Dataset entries
┌──
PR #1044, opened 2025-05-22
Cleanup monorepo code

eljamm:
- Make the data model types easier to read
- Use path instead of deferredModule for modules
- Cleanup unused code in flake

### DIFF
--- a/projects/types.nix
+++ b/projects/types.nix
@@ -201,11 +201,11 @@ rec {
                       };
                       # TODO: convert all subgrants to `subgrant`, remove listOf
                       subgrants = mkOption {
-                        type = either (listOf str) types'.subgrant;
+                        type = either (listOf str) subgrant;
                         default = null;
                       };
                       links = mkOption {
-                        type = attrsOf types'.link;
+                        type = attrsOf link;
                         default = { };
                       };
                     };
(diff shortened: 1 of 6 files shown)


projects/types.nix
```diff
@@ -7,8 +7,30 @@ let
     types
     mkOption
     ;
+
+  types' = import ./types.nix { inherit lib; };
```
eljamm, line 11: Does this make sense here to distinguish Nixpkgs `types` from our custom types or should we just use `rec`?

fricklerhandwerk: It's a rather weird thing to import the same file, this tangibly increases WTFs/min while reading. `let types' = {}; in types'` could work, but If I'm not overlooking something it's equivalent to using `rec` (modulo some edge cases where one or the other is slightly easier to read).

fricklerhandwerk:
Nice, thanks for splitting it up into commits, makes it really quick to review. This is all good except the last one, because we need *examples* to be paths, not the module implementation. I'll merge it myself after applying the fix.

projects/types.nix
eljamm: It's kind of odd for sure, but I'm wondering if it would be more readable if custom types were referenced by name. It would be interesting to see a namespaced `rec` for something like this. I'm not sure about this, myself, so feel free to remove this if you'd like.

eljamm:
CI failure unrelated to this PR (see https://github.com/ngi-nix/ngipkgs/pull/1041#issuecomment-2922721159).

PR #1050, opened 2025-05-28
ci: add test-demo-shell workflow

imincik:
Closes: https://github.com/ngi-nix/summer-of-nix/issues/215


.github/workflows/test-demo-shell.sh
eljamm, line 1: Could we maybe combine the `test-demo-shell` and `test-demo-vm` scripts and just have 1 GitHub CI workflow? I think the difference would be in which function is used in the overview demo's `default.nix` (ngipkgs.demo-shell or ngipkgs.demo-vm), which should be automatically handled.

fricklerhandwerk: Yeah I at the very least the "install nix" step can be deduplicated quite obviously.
└──
┌──
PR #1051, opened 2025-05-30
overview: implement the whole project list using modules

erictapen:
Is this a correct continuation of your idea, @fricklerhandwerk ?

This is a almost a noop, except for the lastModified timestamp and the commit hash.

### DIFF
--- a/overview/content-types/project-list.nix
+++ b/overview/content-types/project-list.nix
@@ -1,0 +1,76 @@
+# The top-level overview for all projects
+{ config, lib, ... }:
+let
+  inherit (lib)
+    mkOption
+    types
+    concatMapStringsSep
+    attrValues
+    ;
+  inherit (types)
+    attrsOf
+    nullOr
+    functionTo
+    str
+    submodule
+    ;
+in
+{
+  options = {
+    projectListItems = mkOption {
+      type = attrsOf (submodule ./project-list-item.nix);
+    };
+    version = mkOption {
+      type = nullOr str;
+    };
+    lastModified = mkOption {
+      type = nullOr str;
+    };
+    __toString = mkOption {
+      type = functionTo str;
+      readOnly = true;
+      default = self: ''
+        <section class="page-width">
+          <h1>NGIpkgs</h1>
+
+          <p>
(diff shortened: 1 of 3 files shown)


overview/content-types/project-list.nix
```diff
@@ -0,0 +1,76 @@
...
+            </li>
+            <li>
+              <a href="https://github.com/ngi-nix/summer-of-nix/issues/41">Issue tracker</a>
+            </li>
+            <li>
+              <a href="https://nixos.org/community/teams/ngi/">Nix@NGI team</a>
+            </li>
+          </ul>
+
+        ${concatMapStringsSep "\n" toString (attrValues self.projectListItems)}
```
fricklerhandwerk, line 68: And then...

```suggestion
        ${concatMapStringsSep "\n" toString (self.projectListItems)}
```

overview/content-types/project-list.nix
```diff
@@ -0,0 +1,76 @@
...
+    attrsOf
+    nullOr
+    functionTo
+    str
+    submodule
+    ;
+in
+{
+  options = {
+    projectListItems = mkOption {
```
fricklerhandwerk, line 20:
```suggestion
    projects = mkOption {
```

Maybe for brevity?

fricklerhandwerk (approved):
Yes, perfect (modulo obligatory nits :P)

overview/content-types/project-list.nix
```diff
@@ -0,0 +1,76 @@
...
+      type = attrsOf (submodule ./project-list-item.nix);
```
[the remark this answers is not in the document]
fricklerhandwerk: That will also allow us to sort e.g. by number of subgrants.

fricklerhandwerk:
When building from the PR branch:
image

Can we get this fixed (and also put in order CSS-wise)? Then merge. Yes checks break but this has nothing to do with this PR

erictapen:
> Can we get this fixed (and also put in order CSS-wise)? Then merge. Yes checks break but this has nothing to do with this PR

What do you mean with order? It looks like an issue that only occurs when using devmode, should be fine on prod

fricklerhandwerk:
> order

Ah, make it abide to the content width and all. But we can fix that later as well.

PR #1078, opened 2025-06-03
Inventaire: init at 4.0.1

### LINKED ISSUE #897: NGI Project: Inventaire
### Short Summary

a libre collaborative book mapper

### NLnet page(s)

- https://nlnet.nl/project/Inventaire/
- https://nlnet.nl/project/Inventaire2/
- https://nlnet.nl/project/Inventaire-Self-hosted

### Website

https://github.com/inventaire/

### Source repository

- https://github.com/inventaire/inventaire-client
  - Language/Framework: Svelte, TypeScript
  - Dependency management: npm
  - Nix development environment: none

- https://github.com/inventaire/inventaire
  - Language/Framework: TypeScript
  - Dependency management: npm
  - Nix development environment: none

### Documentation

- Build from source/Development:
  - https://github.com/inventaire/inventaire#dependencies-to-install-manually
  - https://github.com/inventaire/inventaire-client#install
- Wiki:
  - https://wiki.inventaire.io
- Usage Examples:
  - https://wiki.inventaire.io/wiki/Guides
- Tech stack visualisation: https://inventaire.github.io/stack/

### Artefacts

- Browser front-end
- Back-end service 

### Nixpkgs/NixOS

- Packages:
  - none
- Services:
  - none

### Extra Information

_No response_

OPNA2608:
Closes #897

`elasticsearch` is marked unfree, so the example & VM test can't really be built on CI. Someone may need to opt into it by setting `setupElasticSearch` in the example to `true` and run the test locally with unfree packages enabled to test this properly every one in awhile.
└──
WHAT YOU WILL DO:
Look through the records above and please copy every line in which the string "myself" occurs.

ANSWER TO THE EXERCISE:
Nice, thanks for splitting it up into commits, makes it really quick to review. This is all good except the last one, because we need *examples* to be paths, not the module implementation. I'll merge it myself after applying the fix.
eljamm: It's kind of odd for sure, but I'm wondering if it would be more readable if custom types were referenced by name. It would be interesting to see a namespaced `rec` for something like this. I'm not sure about this, myself, so feel free to remove this if you'd like.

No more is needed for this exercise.